Records from a data source:
⟨

PR #202, opened 2021-08-02
CBAPI-2716 & CBAPI-2769: Add Watchlist Utility / Macro functions to SDK

abowersox-cb:
## Pull request checklist

https://jira.carbonblack.local/browse/CBAPI-2716
https://jira.carbonblack.local/browse/CBAPI-2769

## Pull Request Description

Add additional utility/macro functions to watchlists, feeds, reports, and IOCs to simplify certain operations.

- [ ] Yes
- [x] No

## How Has This Been Tested?

Unit tests have been added for all new code, and, in many cases, for existing code in the threat_intelligence.py file as well. Test coverage of that file has gone from 61% to 94%.


src/cbc_sdk/enterprise_edr/threat_intelligence.py
```diff
@@ -482,14 +960,166 @@ def __init__(self, cb, model_unique_id=None, initial_data=None,
...
+            """
+            Initialize a new ReportBuilder.
+
+            Args:
+                cb (CBCloudAPI): A reference to the CBCloudAPI object.
+                report_body (dict): Partial report body which should be filled in with all "required" fields.
+            """
+            self._cb = cb
+            self._report_body = report_body
+            self._report_body['tags'] = []
```
avanbrunt-cb, line 977: What if report_body contains tags? This is going to overwrite the key

src/cbc_sdk/enterprise_edr/threat_intelligence.py
```diff
@@ -482,14 +960,166 @@ def __init__(self, cb, model_unique_id=None, initial_data=None,
...
+            Returns:
+                Report: The new Report.
+            """
+            report = Report(self._cb, None, self._report_body)
+            report._iocs_v2 = self._iocs
+            report._iocs_v2_need_sync = True
+            return report
+
+    @classmethod
+    def create(cls, cb, title, description, severity, timestamp=None):
```
avanbrunt-cb, line 1097: This should expose tags as a list of strings to be set in the constructor. You can default to an empty array

src/cbc_sdk/enterprise_edr/threat_intelligence.py
```diff
@@ -509,18 +1139,28 @@ def save_watchlist(self):
         return self
 
     def validate(self):
-        """Validates this report's state.
+        """
+        Validates this report's state.
```
avanbrunt-cb, line 1143: What is a report state? Are we validating that the report contents are supported? A more descriptive docstring is needed

src/cbc_sdk/enterprise_edr/threat_intelligence.py
```diff
@@ -509,18 +1139,28 @@ def save_watchlist(self):
...
 
         Raises:
-            InvalidObjectError: If the report's state is invalid
+            InvalidObjectError: If the report's state is invalid.
         """
+        id_substitute = False
```
avanbrunt-cb, line 1148: What is the purpose to `id_substitute`?

src/cbc_sdk/enterprise_edr/threat_intelligence.py
```diff
@@ -558,14 +1197,18 @@ def update(self, **kwargs):
...
         for key, value in kwargs.items():
             if key in self._info:
                 self._info[key] = value
+            if key == 'iocs_v2':
+                iocs_v2_poked = True
 
         if self.iocs:
             self._iocs = IOC(self._cb, initial_data=self.iocs, report_id=self.id)
-        if self.iocs_v2:
+        if self.iocs_v2 and iocs_v2_poked:
```
avanbrunt-cb, line 1209: Don't create a variable when you can check `'iocs_v2' in kwargs`

src/cbc_sdk/enterprise_edr/threat_intelligence.py
```diff
@@ -509,18 +1139,28 @@ def save_watchlist(self):
...
         super(Report, self).validate()
+        if id_substitute:
+            del self._info['id']
 
         if self.link and not validators.url(self.link):
             raise InvalidObjectError("link should be a valid URL")
 
         if self.iocs_v2:
             [ioc.validate() for ioc in self._iocs_v2]
+        if self._iocs_v2_need_sync:
```
avanbrunt-cb, line 1161: This is a confusing variable name as it doesn't need sync'd instead there are local changes which need pushed. I interpret need_sync as there are new changes on the CBC backend which need pulled.

avanbrunt-cb: Consider using a name schema like dirty as we use that already in https://github.com/carbonblack/carbon-black-cloud-sdk-python/blob/develop/src/cbc_sdk/base.py#L376

avanbrunt-cb (commented):
Overall great changes!

docs/watchlists-feeds-reports.rst
```diff
@@ -48,25 +48,28 @@ In this example, a report is created, adding one or more IOCs to it:
...
 
 Alternatively, you can update an existing report, adding more IOCs and/or replacing existing ones.  To find an existing
-report associated with a watchlist, you must look in the watchlist's ``reports`` collection.
+report associated with a watchlist, you must look in the watchlist's ``reports`` collection:
+
+::
+
+    >>> from cbc_sdk.enterprise_edr import Watchlist, Report
+    >>> watchlist = api.select('Watchlist', 'R4cMgFIhRaakgk749MRr6Q')
+    >>> rptlist = [report for report in watchlist.reports where report.id == '47474d40-1f94-4995-b6d9-1d1eea3528b3']
```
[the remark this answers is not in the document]
abowersox-cb: It was shortened to keep the line from exceeding maximum line length.

docs/watchlists-feeds-reports.rst
```diff
@@ -75,17 +78,18 @@ Now, add the new Report to a new Watchlist:
...
 
-**Note:** ``classifier`` *must* be ``None``, unless the new watchlist is being subscribed to a feed.
+If you already have an existing Watchlist you wish to enhance, you can add Reports to the existing Watchlist:
 
-If you already have an existing Watchlist you wish to enhance, you can add Reports to the existing Watchlist.
+::
+
+    >>> from cbc_sdk.enterprise_edr import Watchlist
+    >>> watchlist = api.select('Watchlist', 'R4cMgFIhRaakgk749MRr6Q')
+    >>> watchlist.add_reports([report])
```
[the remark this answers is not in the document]
abowersox-cb: Report objects.

docs/watchlists-feeds-reports.rst
```diff
@@ -227,16 +231,12 @@ A new feed may be created as follows (assuming the new report for that feed is s
...
-    ...                 'summary': 'Any signs of suspicious applications running on our endpoints',
-    ...                 'category': 'external_threat_intel',
-    ...                 'source_label': 'Where the info is coming from'},
-    ...                 'reports': [ {...}, {...} ]
-    ...             }
-    >>> feed = api.create(Feed, feed_data)
+    >>> builder = Feed.create(api, 'Suspicious Applications', 'http://example.com/location',
+    ...                       'Any signs of suspicious applications running on our endpoints', 'external_threat_intel')
+    >>> builder.set_source_label('Where the info is coming from')
+    >>> builder.add_reports([...])
```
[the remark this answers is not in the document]
abowersox-cb: Again, Report objects.

docs/watchlists-feeds-reports.rst
```diff
@@ -256,11 +256,7 @@ To subscribe to a feed, a new watchlist must be created around it:
 
 ::
 
-    >>> watchlist = Watchlist(api, None, {"alerts_enabled": True,
-    ...                                   "classifier": {"feed_id": feed.id},
-    ...                                   "description": "Subscription to the new feed",
-    ...                                   "name": "Subscribed feed",
-    ...                                   "tags_enabled": True})
+    >>> watchlist = Watchlist.create_from_feed(feed, "Subscribed feed", "Subscription to the new feed")
```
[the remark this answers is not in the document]
abowersox-cb: Not in create_from_feed.

src/cbc_sdk/enterprise_edr/threat_intelligence.py
```diff
@@ -14,6 +14,9 @@
 """Model Classes for Enterprise Endpoint Detection and Response"""
 
 from __future__ import absolute_import
+
+import uuid
```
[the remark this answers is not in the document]
abowersox-cb: This has not been confirmed.

src/cbc_sdk/enterprise_edr/threat_intelligence.py
```diff
@@ -64,6 +63,162 @@ def __init__(self, cb, model_unique_id=None, initial_data=None):
...
+
+        def set_name(self, name):
+            """
+            Sets the name for the new watchlist.
+
+            Args:
+                name (str): New name for the watchlist.
+
+            Returns:
+                FeedBuilder: This object.
```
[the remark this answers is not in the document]
abowersox-cb: Oof. That's what I get for doing to much copy-pasta. Fixing this.

src/cbc_sdk/enterprise_edr/threat_intelligence.py
```diff
@@ -64,6 +63,162 @@ def __init__(self, cb, model_unique_id=None, initial_data=None):
...
+            WatchlistBuilder: The builder for the new watchlist. Call build() to create the actual Watchlist.
+        """
+        return Watchlist.WatchlistBuilder(cb, name)
+
+    @classmethod
+    def create_from_feed(cls, feed, name=None, description=None):
+        """
+        Creates a new Watchlist that encapsulates a Feed.
+
+        Args:
```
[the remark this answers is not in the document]
abowersox-cb: Won't that add too many parameters to the parameters list? So if you wanted to just set alerts_enabled, you might have to do Watchlist.create_from_feed(feed, None, None, True) or something.

src/cbc_sdk/enterprise_edr/threat_intelligence.py
```diff
@@ -254,17 +417,57 @@ def reports(self):
...
     """Represents an Enterprise EDR feed's metadata."""
     urlobject = "/threathunter/feedmgr/v2/orgs/{}/feeds"
     urlobject_single = "/threathunter/feedmgr/v2/orgs/{}/feeds/{}"
     primary_key = "id"
     swagger_meta_file = "enterprise_edr/models/feed.yaml"
-
-    @classmethod
-    def _query_implementation(self, cb, **kwargs):
-        return FeedQuery(self, cb)
+    REPORT_VALIDATION = [
```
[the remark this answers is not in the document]
abowersox-cb: I don't know what "schemas" are. I just did what was necessary to try and keep the validation functions from getting out of hand.

src/cbc_sdk/enterprise_edr/threat_intelligence.py
```diff
@@ -431,16 +816,99 @@ def append_reports(self, reports):
         """
         if not self.id:
             raise InvalidObjectError("missing feed ID")
+        self._overwrite_reports(self._reports + reports, [])
 
-        rep_dicts = [report._info for report in reports]
-        rep_dicts += [report._info for report in self.reports]
-        body = {"reports": rep_dicts}
+    @classmethod
+    def _validate_against_criteria(cls, value_dict, criteria, tag):
```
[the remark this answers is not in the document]
abowersox-cb: Again, I don't know what "schemas" are. I just did what was necessary to try and keep the validation functions from getting out of hand.

src/cbc_sdk/enterprise_edr/threat_intelligence.py
abowersox-cb: report_body will never contain tags because it's constructed in Report.create() which takes discrete parameters and builds the dict itself.

src/cbc_sdk/enterprise_edr/threat_intelligence.py
abowersox-cb: Why, when it's just as easy to call add_tag on the builder before calling build?

src/cbc_sdk/enterprise_edr/threat_intelligence.py
abowersox-cb: I didn't change the actual docstring, just re-indented it. I don't know who wrote that originally.

src/cbc_sdk/enterprise_edr/threat_intelligence.py
abowersox-cb: `id_substitute` records whether we had to add a temporary id value before calling the superclass validate, and thus whether we need to _remove_ said temporary id value afterwards. Without this, calling the superclass validate will fail because there's no id in there until it's actually saved.

src/cbc_sdk/enterprise_edr/threat_intelligence.py
abowersox-cb: How do you mean? I need to record if the arguments changed iocs_v2, so that we can rebuild the _iocs_v2 array and flag that it no longer needs to be synced.

src/cbc_sdk/enterprise_edr/threat_intelligence.py
abowersox-cb: need_sync is kind of different from that.  The Report object actually contains _two_ representations of the current list of reports, the JSON representation in the info array and the list of Report objects.  That flag gets set to True when you add an object to the array, it records that the JSON needs to be rebuilt.

abowersox-cb: It also gets set when you _remove_ an object from the array, too. Either way.

docs/watchlists-feeds-reports.rst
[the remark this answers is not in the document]
abowersox-cb: I'm trying to clear this up.

docs/watchlists-feeds-reports.rst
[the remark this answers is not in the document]
abowersox-cb: I'm trying to clear this up.

docs/watchlists-feeds-reports.rst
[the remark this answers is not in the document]
abowersox-cb: Lengthening it put the end of the line literally _just_ at the edge. But not over it.

src/cbc_sdk/enterprise_edr/threat_intelligence.py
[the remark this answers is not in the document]
avanbrunt-cb: Ok. I can't approve until we have confirmation

src/cbc_sdk/enterprise_edr/threat_intelligence.py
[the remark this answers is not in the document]
avanbrunt-cb: I provided a link which creates the schemas we are using to do the same validation in our STIX/TAXII example.  Please review and give me your thoughts as the custom function and design will be harder to maintain than something we use else where in the repo

src/cbc_sdk/enterprise_edr/threat_intelligence.py
avanbrunt-cb: You assume that is the only place some will call this when you can create a builder directly if desired

src/cbc_sdk/enterprise_edr/threat_intelligence.py
avanbrunt-cb: Please write a better docstring for this function

src/cbc_sdk/enterprise_edr/threat_intelligence.py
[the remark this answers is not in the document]
avanbrunt-cb: I'm less concerned with the number of parameters when the function is a constructor or creating an object as the intention is to provide the ability to create the complete object. Given that this makes an API call and is not a builder class we should be exposing all the properties especially ones as important as the enable toggles. This also masks the properties such that a user will need to also look at the Watchlist model to see the additional properties that they need to set which is less likely to happen given people struggle at reading the docs in its entirety. 

```
watchlist = Watchlist.create_from_feed(feed, "Subscribed feed", "Subscription to the new feed")
watchlist.alerts_enabled = true
watchlist.tags_enabled = true
watchlist.save()
```

src/cbc_sdk/enterprise_edr/threat_intelligence.py
avanbrunt-cb: You don't need to create variable to check the kwargs if iocs_v2 exists in the for loop you can check the kwargs directly in the conditional see the following code

```
        for key, value in kwargs.items():
            if key in self._info:
                self._info[key] = value
        
        if self.iocs:
            self._iocs = IOC(self._cb, initial_data=self.iocs, report_id=self.id)
        if self.iocs_v2 and 'iocs_v2' in kwargs:
```

src/cbc_sdk/enterprise_edr/threat_intelligence.py
avanbrunt-cb: Looking over all the places we use `_iocs_v2_need_sync`. Why wait till the validate Reports to check the IOCs and push that into `_info` it seems like we should be doing that were we replace or add reports. How does this work if I update an IOC directly? What is the design for updating an existing IOC?

src/cbc_sdk/enterprise_edr/threat_intelligence.py
avanbrunt-cb: Given this a builder it's not going to increase the API calls. This should be fine since a user cans till create a report directly with the Report constructor with raw json if they don't want to use the builder

src/cbc_sdk/enterprise_edr/threat_intelligence.py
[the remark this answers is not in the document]
abowersox-cb: Added the additional parameters.

src/cbc_sdk/enterprise_edr/threat_intelligence.py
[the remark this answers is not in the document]
abowersox-cb: I see that file, but all it does is create Schema objects, it doesn't show how they are used. Could you provide a link to the documentation for the schema package so I at least have some clue how those objects work?

src/cbc_sdk/enterprise_edr/threat_intelligence.py
abowersox-cb: Why would anyone create a builder directly? The create() function encapsulates that process.  In the alternative, if they already have a fully-formatted dict, they can construct a Report directly.

Nonetheless, I put in a guard clause that will only initialize the tags if they aren't already there (or are there but aren't a list).

avanbrunt-cb: Thanks! I feel more comfortable with this implementation

src/cbc_sdk/enterprise_edr/threat_intelligence.py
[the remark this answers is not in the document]
avanbrunt-cb: Thanks!

src/cbc_sdk/enterprise_edr/threat_intelligence.py
abowersox-cb: Added it. You know, that was all supposed to make the process _easier,_ not _more_ complicated...

src/cbc_sdk/enterprise_edr/threat_intelligence.py
abowersox-cb: OK

src/cbc_sdk/enterprise_edr/threat_intelligence.py
avanbrunt-cb: It's an optional parameter and provides a clear indication of what is configurable. This is not more complicated. Thanks for adding the property.

src/cbc_sdk/enterprise_edr/threat_intelligence.py
abowersox-cb: OK

avanbrunt-cb: Thanks!

src/cbc_sdk/enterprise_edr/threat_intelligence.py
abowersox-cb: Because we don't want to rebuild that big list of dicts every time we do something to an IOC in the report. It wastes time and memory. We want to encourage the use of the objects whereever possible.  At the same time, we _also_ don't want to have to rebuild that big list of dicts if the IOCs haven't been touched, which, again, wastes time and memory.

src/cbc_sdk/enterprise_edr/threat_intelligence.py
avanbrunt-cb: Thanks! I am noticing the other validate functions for feed and IOC/v2 could use the same description. Would you update those too please?

src/cbc_sdk/enterprise_edr/threat_intelligence.py
avanbrunt-cb: Thanks for the explanation. I'm stuck on the name as it's not intuitive to me exactly what it represents though I do understand it better now. A small comment here https://github.com/carbonblack/carbon-black-cloud-sdk-python/blob/8df656cd6a540e4a181c899b6cdf5691569224b3/src/cbc_sdk/enterprise_edr/threat_intelligence.py#L965 will be enough to satisfy my confusion

src/cbc_sdk/enterprise_edr/threat_intelligence.py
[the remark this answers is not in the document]
abowersox-cb: That information was just what I needed.

The use of `schema` shrinks down the code a lot, but, oh, Lord, `schema` generates _UGLY_ error messages by default. I wound up having to override virtually every error message that could be thrown by the schema and tweak the way I get the message out of the `SchemaError` for the `InvalidObjectError`.  This is in keeping with your desire for "descriptive and intuitive" error handling.  It also makes the unit test function _way_ more complicated, or, rather, its `parametrize` blocks, but, after much effort, I got everything synced back up again.  I also had to add `schema` to the `requirements.txt` file; I hope that won't be a problem.

src/cbc_sdk/enterprise_edr/threat_intelligence.py
abowersox-cb: Every validate() function in this file now has a similar docstring.

src/cbc_sdk/enterprise_edr/threat_intelligence.py
abowersox-cb: I added the comment and also changed it to `_iocs_v2_need_rebuild`, as that's a better word for what it does (flags that we need to rebuild the `ioc_v2` element of `_info` based on what's in the `iocs_v2` array).

docs/watchlists-feeds-reports.rst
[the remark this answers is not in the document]
abowersox-cb: See if what's in there now looks better to you.

docs/watchlists-feeds-reports.rst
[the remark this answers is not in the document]
abowersox-cb: See if what's in there now looks better to you.

docs/watchlists-feeds-reports.rst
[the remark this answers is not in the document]
avanbrunt-cb: I would avoid using assume and state that intention so phrase it like so `# variable "report" is a Report object created from the previous example`

src/cbc_sdk/enterprise_edr/threat_intelligence.py
avanbrunt-cb: Thanks

src/cbc_sdk/enterprise_edr/threat_intelligence.py
avanbrunt-cb: Thanks! This is much clearer to me now

src/cbc_sdk/enterprise_edr/threat_intelligence.py
```diff
@@ -254,17 +421,66 @@ def reports(self):
...
     """Represents an Enterprise EDR feed's metadata."""
     urlobject = "/threathunter/feedmgr/v2/orgs/{}/feeds"
     urlobject_single = "/threathunter/feedmgr/v2/orgs/{}/feeds/{}"
     primary_key = "id"
     swagger_meta_file = "enterprise_edr/models/feed.yaml"
-
-    @classmethod
-    def _query_implementation(self, cb, **kwargs):
-        return FeedQuery(self, cb)
+    SCHEMA_IOCV2 = Schema(
```
avanbrunt-cb, line 455: Can we move these from `class Feed` to `class FeedModel`? The rest of the validation code can stay as is just the schemas in the base class makes more sense to me

src/cbc_sdk/enterprise_edr/threat_intelligence.py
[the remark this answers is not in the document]
avanbrunt-cb: Thanks! This will be a lot easier to maintain and expand in the future. The package add makes sense as we will probably use it in more places in the future

src/cbc_sdk/enterprise_edr/threat_intelligence.py
avanbrunt-cb: Looking into this I am a little confused why we are doing temporary substitution if these are required properties? If they are not required then we should remove them from the schema file here https://github.com/carbonblack/carbon-black-cloud-sdk-python/blob/develop/src/cbc_sdk/enterprise_edr/models/feed.yaml

A personal preference to reduce the code would be this alternative if the substitution is still needed then you don't need another variable since the string we set is a known no valid one. If this is needed for multiple properties then the cleanup can be a simple for loop through the keys though we should clean up the validation logic before adding substitutes or default to empty strings if a non None is needed

```
if not self._info.get('id', None):
    self._info['id'] = '**TEMP**'
super(Feed, self).validate()
if self._info['id'] === '**TEMP**':
    del self._info['id']
```

abowersox-cb: OK, this is the situation. The `id` value is _technically_ required, but only in `Reports` that have already been created on the server side.  A newly-built `Report` that has not yet saved to the server will not have an `id` yet, as the server assigns it.  However, both `update()` and `save_watchlist()` _call_ `validate()` (which is even more important now as it performs the rebuild of the `iocs_v2` element of `_info` as well), leading us to a chicken-and-egg problem. The `id` substitution lets us get around that problem and lets `validate()` complete OK so the `Report` can be saved.

src/cbc_sdk/enterprise_edr/threat_intelligence.py
abowersox-cb: Personally, I think it makes _less_ sense, but, if you insist, it shall be done.

docs/watchlists-feeds-reports.rst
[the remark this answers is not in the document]
abowersox-cb: I changed it, see what you think now.

src/cbc_sdk/enterprise_edr/threat_intelligence.py
avanbrunt-cb: Thanks! The reason is the Watchlist class inherits FeedModel not Feed so this is a future looking request in case we want to consume them there too

docs/watchlists-feeds-reports.rst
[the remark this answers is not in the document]
avanbrunt-cb: Looks great! Thanks!

src/cbc_sdk/enterprise_edr/threat_intelligence.py
avanbrunt-cb: So we can remove the other substitutes and just leave it with the id one?

abowersox-cb: Oh, you're not just looking at `Report`, are you? The fact that this was attached to `Report.validate()` was a bit misleading.

`Feed` requires `owner` and `access` as well. Those are set by the server, and are not required at create time.  So we have to fake those out in addition to `id`.

`Watchlist` requires `create_timestamp` and `last_update_timestamp`, which are also set by the server. At least there I _can_ flag the replacements with a "known not valid" value, namely -1.

avanbrunt-cb: That doesn't sound like requires as they are not required for creation they are created and managed by the backend which therefore makes them populated and always returned. If they are not required in the request then we don't need to validate them quite as strictly

abowersox-cb: I took the required flags out of the YAML and took the substitutions out of the code. The result passes the unit tests. Does that sit better with you?

avanbrunt-cb: As long as it functionally works against the CBC with those minimum fields. The required logic should match exactly what is required by the CBC backend. Have you run a manual test against the CBC backend?

abowersox-cb: No, I have not.

src/cbc_sdk/enterprise_edr/threat_intelligence.py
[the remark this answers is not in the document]
abowersox-cb: Transcript of session:

```
>>> from cbc_sdk import CBCloudAPI
>>> api = CBCloudAPI(profile='dev01')
>>> from cbc_sdk.enterprise_edr import Report, IOC_V2
>>> builder = Report.create(api, "Unsigned Browsers", "Unsigned processes impersonating browsers", 5)
>>> builder.add_tag("compliance").add_tag("unsigned_browsers")
<cbc_sdk.enterprise_edr.threat_intelligence.Report.ReportBuilder object at 0x0000011DAEAA8400>
>>> builder.add_ioc(IOC_V2.create_query(api, None, "process_name:chrome.exe NOT process_publisher_state:FILE_SIGNATURE_STATE_SIGNED"))
<cbc_sdk.enterprise_edr.threat_intelligence.Report.ReportBuilder object at 0x0000011DAEAA8400>
>>> report = builder.build()
Report created without feed ID or not from watchlist
>>> report._iocs_v2
[<cbc_sdk.enterprise_edr.threat_intelligence.IOC_V2: id ef4e68b6-c661-4d6e-9dc9-f845898a5ee8> @ https://defense-dev01.cbdtest.io]
>>> report.save_watchlist()
<cbc_sdk.enterprise_edr.threat_intelligence.Report: id rqjdfNcDTHqk7UuMOsJ9wg> @ https://defense-dev01.cbdtest.io
>>> report._iocs_v2
[<cbc_sdk.enterprise_edr.threat_intelligence.IOC_V2: id ef4e68b6-c661-4d6e-9dc9-f845898a5ee8> @ https://defense-dev01.cbdtest.io]
```
As you can see, the IOC ID is unchanged before and after the report is saved. This the only place where I use the UUID generator in this code.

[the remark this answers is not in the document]
abowersox-cb: Oddly enough, saving a Report for a Watchlist (with save_watchlist) gives it an ID, but saving it as part of a Feed does _not._ I modified `Feed.save()` to handle that little detail.  Transcript of the resulting code follows.

```
>>> from cbc_sdk import CBCloudAPI
>>> api = CBCloudAPI(profile='dev01')
>>> from cbc_sdk.enterprise_edr import Report, IOC_V2
>>> builder = Report.create(api, "Unsigned Browsers3", "Unsigned processes impersonating browsers", 6)
>>> builder.add_tag("compliance").add_tag("unsigned_browsers")
<cbc_sdk.enterprise_edr.threat_intelligence.Report.ReportBuilder object at 0x000001B2FC94D5B0>
>>> builder.add_ioc(IOC_V2.create_query(api, None, "process_name:opera3.exe NOT process_publisher_state:FILE_SIGNATURE_STATE_SIGNED"))
<cbc_sdk.enterprise_edr.threat_intelligence.Report.ReportBuilder object at 0x000001B2FC94D5B0>
>>> report = builder.build()
Report created without feed ID or not from watchlist
>>> from cbc_sdk.enterprise_edr import Feed
>>> builder = Feed.create(api, 'Suspicious Applications2', 'http://example.com/location', 'Any signs of suspicious applications running on our endpoints', 'external_threat_intel')
>>> builder.set_source_label('Where the info is coming from')
<cbc_sdk.enterprise_edr.threat_intelligence.Feed.FeedBuilder object at 0x000001B2FC94D640>
>>> builder.add_reports([report])
<cbc_sdk.enterprise_edr.threat_intelligence.Feed.FeedBuilder object at 0x000001B2FC94D640>
>>> feed = builder.build()
Report created without feed ID or not from watchlist
>>> feed.save()
<cbc_sdk.enterprise_edr.threat_intelligence.Feed: id zcA0XzYTXKprqKN3ZjDtw> @ https://defense-dev01.cbdtest.io
>>> feed._reports
[<cbc_sdk.enterprise_edr.threat_intelligence.Report: id 27eea3ee-ed67-4dce-ba32-9b7f52086620> @ https://defense-dev01.cbdtest.io]
```

src/cbc_sdk/enterprise_edr/threat_intelligence.py
abowersox-cb: I've proved out creating Report and Feed without those "missing" fields above.  See comment thread above.

avanbrunt-cb (approved):
Thanks for the verification and changes! This will be super useful for everyone

src/cbc_sdk/enterprise_edr/threat_intelligence.py
abowersox-cb: And Watchlist creation works, too. Transcript follows.

```
>>> from cbc_sdk import CBCloudAPI
>>> api = CBCloudAPI(profile='dev01')
>>> from cbc_sdk.enterprise_edr import Feed, Watchlist
>>> feed = api.select(Feed, 'zcA0XzYTXKprqKN3ZjDtw')
>>> watchlist = Watchlist.create_from_feed(feed)
>>> watchlist._info
{'name': 'Feed Suspicious Applications2', 'description': 'Any signs of suspicious applications running on our endpoints', 'tags_enabled': True, 'alerts_enabled': False, 'classifier': {'key': 'feed_id', 'value': 'zcA0XzYTXKprqKN3ZjDtw'}}
>>> watchlist.save()
<cbc_sdk.enterprise_edr.threat_intelligence.Watchlist: id Egg10PLQQJW54Mzs3cjt2Q> @ https://defense-dev01.cbdtest.io
>>> watchlist._info
{'name': 'Feed Suspicious Applications2', 'description': 'Any signs of suspicious applications running on our endpoints', 'tags_enabled': True, 'alerts_enabled': False, 'classifier': {'key': 'feed_id', 'value': 'zcA0XzYTXKprqKN3ZjDtw'}, 'id': 'Egg10PLQQJW54Mzs3cjt2Q', 'create_timestamp': 1628201980, 'last_update_timestamp': 1628201980, 'report_ids': None}
```

hkaragitliev-cb (approved):
Looking great, nice job, Amy!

⟩

**What is needed**
Please return every line in the data that includes the string "coming".

**Task response**
-    ...                 'source_label': 'Where the info is coming from'},
+    >>> builder.set_source_label('Where the info is coming from')
>>> builder.set_source_label('Where the info is coming from')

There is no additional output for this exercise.